The decision of the Office of Workers’ Compensation Programs dated June 25, 1996 is hereby affirmed.
Dated, Washington, D.C.
November 4, 1998
Michael J. Walsh
Chairman
Michael E. Groom
Alternate Member
Bradley T. Knott
Alternate Member
[1] The record does not contain a compensation order for the schedule award but does include computer forms indicating that a schedule award was approved.
[2] The Board’s jurisdiction to consider and decide appeals from final decisions of the Office extends only to those final decisions issued within one year prior to the filing of the appeal. As appellant filed his appeal with the Board on September 16, 1996, the only decision before the Board is the Office’s June 26, 1996 decision. See 20 C.F.R. §§ 501.2(c), 501.3(d)(2).
[4] Sandra F. Powell, 45 ECAB 877 (1994); Eugene F. Butler, 36 ECAB 393 (1984); Bruce E. Martin, 35 ECAB 1090 (1984).

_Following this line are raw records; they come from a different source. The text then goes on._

PR #417, opened 2022-12-03
Dev2 1835 - do not modify the old suffix in case multiline suggestions

dimacodota:
**problem:**  
Tabnine returns the  `old_suffix`  to be replaced by the new_prefix (current suggestion)
for now, this logic is relevant only in single-line suggestions.

**example:** 
 in the case of `console("H<caret>")`  and `new_prefix :ello")` Tabnine will return  `old_suffix: ")` to be replaced by the `new_prefix`

**notes:**
 - this logic s not relevant to multiline suggestions because it is already handled [here](https://github.com/codota/triton-cloud-frontend/blob/a8997be6f66c7312567b819068e0f05db798afdb/app/suggestion_processing/postprocessors/overlap.py#L18)
 - we have the same workaround in vscode as well https://github.com/codota/tabnine-vscode/blob/c0a9a7d5a19e4a9ef23579ce8688d216d1aab439/src/provideInlineCompletionItems.ts#L87
 - this logic is calculated [here](https://github.com/codota/acpl-paid/blob/13bfa7ffde61209300ac7167505c211727b93995/tabnine/server/src/postprocess.rs#L166)
and because it is used by the Ycmd mode, for now, I've decided to handle it on the plugin level, moving forward  we should consider removing it from the binary

### DIFF
--- a/.github/workflows/ci.yml
+++ b/.github/workflows/ci.yml
@@ -89,3 +89,5 @@ jobs:
         uses: snyk/actions/gradle-jdk11@master
         env:
           SNYK_TOKEN: ${{ secrets.SNYK_TOKEN }}
+        with:
+          args: --severity-threshold=high
--- a/src/main/java/com/tabnine/inline/CompletionPreviewUtils.kt
+++ b/src/main/java/com/tabnine/inline/CompletionPreviewUtils.kt
@@ -9,6 +9,6 @@ fun hadSuffix(currentCompletion: TabNineCompletion): Boolean {
 fun isSingleLine(currentCompletion: TabNineCompletion): Boolean {
     return !currentCompletion.getSuffix().trim()?.contains("\n") ?: true
 }
-fun shouldRemoveSuffixIfSingleLine(currentCompletion: TabNineCompletion): Boolean {
+fun shouldRemoveSuffix(currentCompletion: TabNineCompletion): Boolean {
     return hadSuffix(currentCompletion) && isSingleLine(currentCompletion)
 }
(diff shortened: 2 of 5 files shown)


src/main/java/com/tabnine/inline/CompletionPreviewUtils.kt
```diff
@@ -5,3 +5,10 @@ import com.tabnine.prediction.TabNineCompletion
 fun hadSuffix(currentCompletion: TabNineCompletion): Boolean {
     return currentCompletion.oldSuffix?.trim()?.isNotEmpty() ?: false
 }
+
+fun isSingleLine(currentCompletion: TabNineCompletion): Boolean {
+    return !currentCompletion.getSuffix().trim()?.contains("\n") ?: true
+}
+fun shouldRemoveSuffixIfSingleLine(currentCompletion: TabNineCompletion): Boolean {
```
yonip23, line 12: Remove "IfIsSingleLine" from the name - it's an internal detail to this function and irrelevant to the caller

yonip23 (approved):
Lgtm
Not sure why you suggest removing the logic completely from the binary though

dimacodota:
> Lgtm Not sure why you suggest removing the logic completely from the binary though
my suggestion was to remove the 'old_suffix` initialization in case of multiline, the caller should not care whether the suggestion is multiline or not

.github/workflows/ci.yml
```diff
@@ -89,3 +89,5 @@ jobs:
         uses: snyk/actions/gradle-jdk11@master
         env:
           SNYK_TOKEN: ${{ secrets.SNYK_TOKEN }}
+        with:
+          args: --severity-threshold=high
```
dimacodota, line 93: @yonip23  - FYI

[6] The Office decision in relation this claim, No. A12-142538, is not included in the record, however, all of the pertinent correspondence from appellant confirms that this claim was denied .
[7] Appellant had submitted previously a September 20, 1994 report by Dr. Goff in which he diagnosed a chronic back condition related to appellant’s herniated disc and degenerative arthritis and anterior cruciate ligament deficiency in both knees. Dr. Goff indicated that appellant would become disabled over time and as a result he would qualify for sedentary work only that did not require standing, walking lifting or carrying. He also noted that appellant had previously refused light-duty work and could not do said work now. The Office properly concluded that Dr. Goff’s prediction of appellant’s future injury or disability was not sufficient to establish that appellant was currently disabled by his knee condition, see Mary A. Geary, 43 ECAB 300 (1991); Gaetan F. Valenza, 39 ECAB 1349 (1988). In addition, Dr. Goff’s statement that appellant had refused a light-duty position due the physical limitation indicates that he based his opinion, in part, on an inaccurate factual history. Thus, to the degree he provided a current assessment of appellant’s physical limitations in relation to his knees, Dr. Goff’s opinion was not rationalized and is of limited probative value as it was based on an inaccurate history. James A. Wyrich, 31 ECAB 1805 (1980).